Se dice que hacer listas está relacionado con rasgos psicológicos y de personalidad, y que su objetivo es reducir el desorden mental y hacer un seguimiento claro del progreso; sin embargo, la forma en que elaboras las listas puede ofrecer una visión profunda de tus hábitos y tu estilo cognitivo.

Tengo que confesar algo. Soy de las que hacen listas. Si me voy de vacaciones, hago una lista de lo que meteré en la maleta y de lo que llevaré en el equipaje de mano. También haré una lista de lo que me pondré para viajar, con una lista alternativa en función del tiempo que se prevea. Probablemente podría hacer una lista para usarla una y otra vez, pero no, empiezo de cero cada vez.

De vez en cuando tengo que hacer una lista de lo que hay en mis congeladores, ya que cuando compré el segundo congelador, tenía toda la intención de dedicar uno a la carne, el pescado y las sobras, y el otro a las verduras y los caprichos, pero con el tiempo, cuando no ha habido suficiente espacio en uno, las cosas acaban en el otro y me olvido de que las tengo allí.

Las listas de la compra eran otro hábito (fíjate en el tiempo pasado, ya hablaremos de eso más adelante): el reverso de sobres, páginas arrancadas de cuadernos, y estas incluso podían utilizarse dos veces, usando el reverso de una para empezar otra; incluso el reverso de los tickets de la compra de la semana pasada podía reutilizarse de forma útil.

Créditos: Pexels; Autora: olia danilevich;

Las listas en el entorno laboral

Esto es complicado y a menudo se denomina «lista de tareas pendientes», en la que a veces la longitud de la lista supera el ritmo al que se abordan las tareas y resulta abrumadora, y en la que uno tiende a abordar primero las tareas fáciles y las más complejas se van acumulando, lo que acaba provocando fatiga decisoria. Esto conduce a un deterioro del juicio, a elecciones impulsivas o a evitar por completo la toma de decisiones. Cuando las listas crecen más rápido de lo que puedes tacharlas, pasan de ser guías útiles a convertirse en fuentes de culpa y parálisis continuas. Pero esto se puede simplificar: haz una lista de entre 3 y 5 tareas esenciales o semanales y céntrate en quitártelas de encima. Crear una lista de «tareas completadas» también puede ayudar a quien elabora listas con ansiedad, ya que refuerza la autoestima y la motivación.

Lo de la lista de la compra

Pues bien, ahora me he unido con orgullo a la brigada de los expertos en tecnología y tengo una aplicación en mi móvil donde puedo añadir artículos a una lista de la compra digital. Incluso recuerda lo que he comprado en el pasado, y puedo echar un vistazo y simplemente deslizar los artículos hacia arriba para añadirlos a mi lista actual si es necesario. ¡Menudo cambio supone esto! Se acabaron las hojas de papel raídas y arrugadas en mi bolso, sin saber cuál es la lista actual. Se acabó buscar papel o un bolígrafo que funcione para anotar lo que necesito. Y cuando lo añado al carrito, puedo deslizarlo hacia abajo en la aplicación y ya no aparece.

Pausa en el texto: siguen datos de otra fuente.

PR #591, opened 2022-02-18
fixed sqlite escaping on migrate insert

devnode:


sql/sqlite/migrate.go
```diff
@@ -344,7 +344,32 @@ func (s *state) copyRows(from *schema.Table, to *schema.Table, changes []schema.
...
+			toCols += cc
+		} else {
+			toCols += "`" + cc + "`"
+		}
+		if i+1 < len(toC) {
+			toCols += ", "
+		}
+	}
+
+	var fromCols string
```
a8m, line 360: The code for `toC` was correct in the previous commit, but for `fromC` is actually more tricky because it can contain expression and a placeholder (see, L332). 

Maybe add the backticks when appending the columns? L330, L339, L343-4.

a8m: Re-reading it now, the code is correct. Another approach is to move it to a private function and reuse it here:

```go
func identComma(c []string) string {
	b := &sqlx.Builder{QuoteChar: '`'}
	b.MapComma(c, func(i int, b *sqlx.Builder) {
		if strings.ContainsRune(c[i], '`') {
			b.Ident(c[i])
		} else {
			b.WriteString(c[i])
		}
	})
	return b.String()
}
```

devnode: yea I didn't have time to deep dive into the code so I went with the least invasive option. let me know if anything else needs to be adjusted.

sql/sqlite/migrate.go
```diff
@@ -344,7 +344,8 @@ func (s *state) copyRows(from *schema.Table, to *schema.Table, changes []schema.
 			fromC = append(fromC, column.Name)
 		}
 	}
-	stmt := fmt.Sprintf("INSERT INTO %s (%s) SELECT %s FROM %s", to.Name, strings.Join(toC, ", "), strings.Join(fromC, ", "), from.Name)
+
```
a8m, line 347:
```suggestion
```

a8m (approved):
Looks good @devnode! Thanks a lot for the contribution. It's appreciated.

Los estudios indican que escribir a mano activa más la actividad neuronal, lo que mejora la memoria. Bueno, primero tuve que escribirlo, ¿no? ¿Eso no cuenta? Y se dice que hacer una lista a mano reduce las compras impulsivas, lo que supuestamente conduce a una mejor planificación y a menos decisiones tomadas en el calor del momento. No es cierto. Yo sigo haciéndolo; debería haber alguna alarma que se activara al detectar las galletas de chocolate o esa botella de vino en oferta que no estaban en «la lista» cuando se añadieron al carrito.

Créditos: Pexels; Autor: ROMAN ODINTSOV;

¿Es un rasgo hereditario?

Dicen que hacer listas no es un rasgo hereditario, sino más bien un comportamiento aprendido, un mecanismo de adaptación o un hábito organizativo. No se hereda un «gen de las listas», pero sí se puede heredar un cerebro que funciona mejor con herramientas de organización externas para gestionar las tareas diarias, lo cual luego se ve reforzado por el entorno y los hábitos.

Aún me gustan las listas, aunque la lista de la compra haya cambiado. Mi madre era una ávida creadora de listas, y supongo que la seguí en esto. Hay algo agradablemente ordenado y esperanzador en hacer una lista. Y la lista solía estar tirada por ahí junto a un lápiz mordisqueado, que a menudo buscaba cuando estaba a punto de hacer otra lista, pero, para que conste, ahora no tengo ningún utensilio mordisqueado en mi ordenada forma de hacer listas de la compra.